- **ASSIGNED TASK**: A verbatim reproduction of all the entries is needed.
-------- DATA SHOWN --------
PR #1444, opened 2020-11-12
Updates package 'Microsoft.Azure.Cosmos.Direct' to version '3.14.2'

MicrosoftHealthService:


johnstairs:
Upgrading this causes problems. We should be able to remove this reference in the future.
--------
- **SOLUTION**:
PR #1444, opened 2020-11-12
Updates package 'Microsoft.Azure.Cosmos.Direct' to version '3.14.2'

MicrosoftHealthService:


johnstairs:
Upgrading this causes problems. We should be able to remove this reference in the future.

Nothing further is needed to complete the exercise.